# Assignment:
When the line with "PR #96, opened 2018-01-05" appears below, start repeating lines exactly, and keep going through the line with "Looks good to"; add nothing outside that span.

# Data under study:
☆ ☆ ☆ ☆

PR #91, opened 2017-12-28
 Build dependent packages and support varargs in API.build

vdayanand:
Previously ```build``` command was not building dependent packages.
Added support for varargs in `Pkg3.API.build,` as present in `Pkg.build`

☆ ☆ ☆ ☆

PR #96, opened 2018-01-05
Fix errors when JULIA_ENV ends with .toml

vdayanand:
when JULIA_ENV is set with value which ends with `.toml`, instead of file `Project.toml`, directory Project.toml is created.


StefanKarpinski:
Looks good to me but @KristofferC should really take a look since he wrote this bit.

☆ ☆ ☆ ☆

# Answer below:
PR #96, opened 2018-01-05
Fix errors when JULIA_ENV ends with .toml

vdayanand:
when JULIA_ENV is set with value which ends with `.toml`, instead of file `Project.toml`, directory Project.toml is created.


StefanKarpinski:
Looks good to me but @KristofferC should really take a look since he wrote this bit.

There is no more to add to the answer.